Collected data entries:
========================================================================
PR #6598, opened 2020-06-09
[core] Templating: limit compilation to supported extensions and constrain target paths

jimschubert:
I refactored template management in #6357. @wing328 found that an issue I had with one of the rust files was because the file was being processed by Mustache where it hadn't been before. This PR updates to process only files with an ending supported by the targeted templating engine.

This also fixes some Sonar recommendations, one of which may be a breaking change; template and output directories now may not include `..` for directory traversals.

### PR checklist

- [x] Run the shell script `./bin/generate-samples.sh`to update all Petstore samples related to your fix. This is important, as CI jobs will verify _all_ generator outputs of your HEAD commit as it would merge with master. These must match the expectations made by your contribution. You may regenerate an individual generator by passing the relevant config(s) as an argument to the script, for example `./bin/generate-samples.sh bin/config/java*`.


modules/openapi-generator-core/src/main/java/org/openapitools/codegen/api/TemplatingEngineAdapter.java
```diff
@@ -65,9 +75,10 @@ String compileTemplate(TemplatingExecutor executor, Map<String, Object> bundle,
      * @param templateFile The original target filename
      * @return True if the template is available in the template search path, false if it can not be found
      */
+    @SuppressWarnings({"java:S2093"}) // ignore java:S2093 because we have double-assignment to the closeable
     default boolean templateExists(TemplatingExecutor generator, String templateFile) {
         return Arrays.stream(getFileExtensions()).anyMatch(ext -> {
-            int idx = templateFile.lastIndexOf(".");
+            int idx = templateFile.lastIndexOf('.');
```
jimschubert, line 81: lastIndexOf taking character is more performant

modules/openapi-generator/src/main/java/org/openapitools/codegen/TemplateManager.java
```diff
@@ -145,18 +158,32 @@ public Reader getTemplateReader(String name) {
...
+        if (this.engineAdapter.handlesFile(template)) {
+            // Only pass files with valid endings through template engine
+            String templateContent = this.engineAdapter.compileTemplate(this, data, template);
+            return writeToFile(target.getPath(), templateContent);
+        } else {
+            // Do a straight copy of the file if not listed as supported by the template engine.
+            InputStream is;
+            try {
+                // look up the file using the same template resolution logic the adapters would use.
+                String fullTemplatePath = getFullTemplateFile(template);
```
jimschubert, line 170: This fixes what I believe may have been a bug prior to this change… supporting files may not have resolved using the libraries path rules appropriately.

modules/openapi-generator/src/main/java/org/openapitools/codegen/TemplatingEngineLoader.java
```diff
@@ -37,7 +42,7 @@ public static TemplatingEngineAdapter byIdentifier(String id) {
             // Attempt to load skipping SPI
             return (TemplatingEngineAdapter) Class.forName(id).getDeclaredConstructor().newInstance();
         } catch (Exception e) {
-            throw new RuntimeException(String.format(Locale.ROOT, "Couldn't load template engine adapter %s. Available options: \n%s", id, sb.toString()), e);
+            throw new RuntimeException(String.format(Locale.ROOT, "Couldn't load template engine adapter %s. Available options: %n%s", id, sb.toString()), e);
```
jimschubert, line 45: `%n` uses system-specific newline rather than newline only.

modules/openapi-generator/src/main/resources/rust/request.rs
```diff
@@ -113,7 +113,7 @@ impl Request {
         let mut path = self.path;
         for (k, v) in self.path_params {
             // replace {id} with the value of the id path param
-            {{=<% %>=}}path = path.replace(&format!("{{{}}}", k), &v);<%={{ }}=%>
```
jimschubert, line 116: This was added in the template management refactor because the file was being processed by Mustache engine (note file is `request.rs` not `request.mustache` and I missed this during the refactor)

jimschubert:
Notice that php-lumen changes will be considered a breaking change in 5.0.0. This is the only generator which had mustache templates without mustache file extension.

ybelenko:
@jimschubert Do they still need `.mustache` extension if they are source files from `Lumen` framework which shouldn't be modified?

jimschubert:
@ybelenko no, anything without mustache extension will be copied as-is. Everything in my change will be processed through the mustache engine. Most of these files seemed to only have a mustache include for a header partial.

ybelenko:
@jimschubert So, if I want to copy these files "as is" I should add header part inside and don't use mustache syntax, right?

ybelenko (approved):
I don't know why 5e01c65 commit contains `samples/openapi3/client/petstore/java/jersey2-java8-special-characters/gradle/wrapper/gradle-wrapper.jar` file, beside that everything related to PHP Lumen looks good to me.

PR #6634, opened 2020-06-12
[java][jersey2] Differentiate request with no body vs request that contains the null value

sebastien-rosset:
Two scenarios need to be differentiated:
1. HTTP requests may have an empty body, e.g. HTTP GET requests.
1. HTTP requests may also have a body with the 'null' value.

We need to be able to differentiate these two cases when serializing the body. In particular, for HTTP GET request which have an empty body, the input object was set to null, and it was serialized as the 'null' value instead of the empty string.

This leads to incorrect message digest being calculated.

### PR checklist

### DIFF
--- a/samples/client/petstore/java/jersey2-java8/src/main/java/org/openapitools/client/ApiClient.java
+++ b/samples/client/petstore/java/jersey2-java8/src/main/java/org/openapitools/client/ApiClient.java
@@ -25,6 +25,13 @@ import java.io.IOException;
 import java.io.InputStream;
 
 import java.net.URI;
+import javax.net.ssl.SSLContext;
+import javax.net.ssl.TrustManager;
+import javax.net.ssl.X509TrustManager;
+import java.security.cert.X509Certificate;
+import java.security.KeyManagementException;
+import java.security.NoSuchAlgorithmException;
+import java.security.SecureRandom;
 import java.nio.file.Files;
 import java.nio.file.StandardCopyOption;
 import org.glassfish.jersey.logging.LoggingFeature;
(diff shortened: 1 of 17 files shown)


samples/client/petstore/java/jersey2-java8/src/main/java/org/openapitools/client/ApiClient.java
```diff
@@ -787,7 +794,7 @@ public String escapeString(String str) {
    * @return String
    * @throws ApiException API exception
    */
-  public String serializeToString(Object obj, Map<String, Object> formParams, String contentType) throws ApiException {
+  public String serializeToString(BodyHolder obj, Map<String, Object> formParams, String contentType) throws ApiException {
```
sebastien-rosset, line 797: @wing328 , I'm a bit confused why `updateParamsForAuth` invokes serializeToString, but the request body is serialized using a different function. That means an authorization scheme that processes the message body may provide incorrect authorization data.
For example, the message digest may be different.

sebastien-rosset:

samples/client/petstore/java/jersey2-java8/src/main/java/org/openapitools/client/ApiClient.java
wing328: I agree ideally they should be using the same function to come up with the request body.

sebastien-rosset: thanks. I propose that we tackle this in a follow-up PR, what do you think? I see some discrepancies between serializeToString and serialize.

Issue #6646, opened 2020-06-12
[Java][jersey2] The jersey2 library does not support additional undeclared properties


sebastien-rosset:
#### Bug Report Checklist

- [x] Have you provided a full/minimal spec to reproduce the issue?
- [x] Have you validated the input using an OpenAPI validator ([example](https://apidevtools.org/swagger-parser/online/))?
- [x] What's the version of OpenAPI Generator used?
- [ ] Have you search for related issues/PRs?
- [ ] What's the actual output vs expected output?
- [ ] [Optional] Bounty to sponsor the fix ([example](https://www.bountysource.com/issues/66123212-javascript-client-produces-a-wrong-object-for-a-string-enum-type-that-is-used-with-ref))

##### Description

The jersey2 library fails deserialization when the input data contains additional (undeclared) properties. For example, suppose the input data is the following JSON document:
========================================================================
(Your assignment): Faithfully transcribe the whole of the data.

(Task answer):
PR #6598, opened 2020-06-09
[core] Templating: limit compilation to supported extensions and constrain target paths

jimschubert:
I refactored template management in #6357. @wing328 found that an issue I had with one of the rust files was because the file was being processed by Mustache where it hadn't been before. This PR updates to process only files with an ending supported by the targeted templating engine.

This also fixes some Sonar recommendations, one of which may be a breaking change; template and output directories now may not include `..` for directory traversals.

### PR checklist

- [x] Run the shell script `./bin/generate-samples.sh`to update all Petstore samples related to your fix. This is important, as CI jobs will verify _all_ generator outputs of your HEAD commit as it would merge with master. These must match the expectations made by your contribution. You may regenerate an individual generator by passing the relevant config(s) as an argument to the script, for example `./bin/generate-samples.sh bin/config/java*`.


modules/openapi-generator-core/src/main/java/org/openapitools/codegen/api/TemplatingEngineAdapter.java
```diff
@@ -65,9 +75,10 @@ String compileTemplate(TemplatingExecutor executor, Map<String, Object> bundle,
      * @param templateFile The original target filename
      * @return True if the template is available in the template search path, false if it can not be found
      */
+    @SuppressWarnings({"java:S2093"}) // ignore java:S2093 because we have double-assignment to the closeable
     default boolean templateExists(TemplatingExecutor generator, String templateFile) {
         return Arrays.stream(getFileExtensions()).anyMatch(ext -> {
-            int idx = templateFile.lastIndexOf(".");
+            int idx = templateFile.lastIndexOf('.');
```
jimschubert, line 81: lastIndexOf taking character is more performant

modules/openapi-generator/src/main/java/org/openapitools/codegen/TemplateManager.java
```diff
@@ -145,18 +158,32 @@ public Reader getTemplateReader(String name) {
...
+        if (this.engineAdapter.handlesFile(template)) {
+            // Only pass files with valid endings through template engine
+            String templateContent = this.engineAdapter.compileTemplate(this, data, template);
+            return writeToFile(target.getPath(), templateContent);
+        } else {
+            // Do a straight copy of the file if not listed as supported by the template engine.
+            InputStream is;
+            try {
+                // look up the file using the same template resolution logic the adapters would use.
+                String fullTemplatePath = getFullTemplateFile(template);
```
jimschubert, line 170: This fixes what I believe may have been a bug prior to this change… supporting files may not have resolved using the libraries path rules appropriately.

modules/openapi-generator/src/main/java/org/openapitools/codegen/TemplatingEngineLoader.java
```diff
@@ -37,7 +42,7 @@ public static TemplatingEngineAdapter byIdentifier(String id) {
             // Attempt to load skipping SPI
             return (TemplatingEngineAdapter) Class.forName(id).getDeclaredConstructor().newInstance();
         } catch (Exception e) {
-            throw new RuntimeException(String.format(Locale.ROOT, "Couldn't load template engine adapter %s. Available options: \n%s", id, sb.toString()), e);
+            throw new RuntimeException(String.format(Locale.ROOT, "Couldn't load template engine adapter %s. Available options: %n%s", id, sb.toString()), e);
```
jimschubert, line 45: `%n` uses system-specific newline rather than newline only.

modules/openapi-generator/src/main/resources/rust/request.rs
```diff
@@ -113,7 +113,7 @@ impl Request {
         let mut path = self.path;
         for (k, v) in self.path_params {
             // replace {id} with the value of the id path param
-            {{=<% %>=}}path = path.replace(&format!("{{{}}}", k), &v);<%={{ }}=%>
```
jimschubert, line 116: This was added in the template management refactor because the file was being processed by Mustache engine (note file is `request.rs` not `request.mustache` and I missed this during the refactor)

jimschubert:
Notice that php-lumen changes will be considered a breaking change in 5.0.0. This is the only generator which had mustache templates without mustache file extension.

ybelenko:
@jimschubert Do they still need `.mustache` extension if they are source files from `Lumen` framework which shouldn't be modified?

jimschubert:
@ybelenko no, anything without mustache extension will be copied as-is. Everything in my change will be processed through the mustache engine. Most of these files seemed to only have a mustache include for a header partial.

ybelenko:
@jimschubert So, if I want to copy these files "as is" I should add header part inside and don't use mustache syntax, right?

ybelenko (approved):
I don't know why 5e01c65 commit contains `samples/openapi3/client/petstore/java/jersey2-java8-special-characters/gradle/wrapper/gradle-wrapper.jar` file, beside that everything related to PHP Lumen looks good to me.

PR #6634, opened 2020-06-12
[java][jersey2] Differentiate request with no body vs request that contains the null value

sebastien-rosset:
Two scenarios need to be differentiated:
1. HTTP requests may have an empty body, e.g. HTTP GET requests.
1. HTTP requests may also have a body with the 'null' value.

We need to be able to differentiate these two cases when serializing the body. In particular, for HTTP GET request which have an empty body, the input object was set to null, and it was serialized as the 'null' value instead of the empty string.

This leads to incorrect message digest being calculated.

### PR checklist

### DIFF
--- a/samples/client/petstore/java/jersey2-java8/src/main/java/org/openapitools/client/ApiClient.java
+++ b/samples/client/petstore/java/jersey2-java8/src/main/java/org/openapitools/client/ApiClient.java
@@ -25,6 +25,13 @@ import java.io.IOException;
 import java.io.InputStream;
 
 import java.net.URI;
+import javax.net.ssl.SSLContext;
+import javax.net.ssl.TrustManager;
+import javax.net.ssl.X509TrustManager;
+import java.security.cert.X509Certificate;
+import java.security.KeyManagementException;
+import java.security.NoSuchAlgorithmException;
+import java.security.SecureRandom;
 import java.nio.file.Files;
 import java.nio.file.StandardCopyOption;
 import org.glassfish.jersey.logging.LoggingFeature;
(diff shortened: 1 of 17 files shown)


samples/client/petstore/java/jersey2-java8/src/main/java/org/openapitools/client/ApiClient.java
```diff
@@ -787,7 +794,7 @@ public String escapeString(String str) {
    * @return String
    * @throws ApiException API exception
    */
-  public String serializeToString(Object obj, Map<String, Object> formParams, String contentType) throws ApiException {
+  public String serializeToString(BodyHolder obj, Map<String, Object> formParams, String contentType) throws ApiException {
```
sebastien-rosset, line 797: @wing328 , I'm a bit confused why `updateParamsForAuth` invokes serializeToString, but the request body is serialized using a different function. That means an authorization scheme that processes the message body may provide incorrect authorization data.
For example, the message digest may be different.

sebastien-rosset:

samples/client/petstore/java/jersey2-java8/src/main/java/org/openapitools/client/ApiClient.java
wing328: I agree ideally they should be using the same function to come up with the request body.

sebastien-rosset: thanks. I propose that we tackle this in a follow-up PR, what do you think? I see some discrepancies between serializeToString and serialize.

Issue #6646, opened 2020-06-12
[Java][jersey2] The jersey2 library does not support additional undeclared properties


sebastien-rosset:
#### Bug Report Checklist

- [x] Have you provided a full/minimal spec to reproduce the issue?
- [x] Have you validated the input using an OpenAPI validator ([example](https://apidevtools.org/swagger-parser/online/))?
- [x] What's the version of OpenAPI Generator used?
- [ ] Have you search for related issues/PRs?
- [ ] What's the actual output vs expected output?
- [ ] [Optional] Bounty to sponsor the fix ([example](https://www.bountysource.com/issues/66123212-javascript-client-produces-a-wrong-object-for-a-string-enum-type-that-is-used-with-ref))

##### Description

The jersey2 library fails deserialization when the input data contains additional (undeclared) properties. For example, suppose the input data is the following JSON document:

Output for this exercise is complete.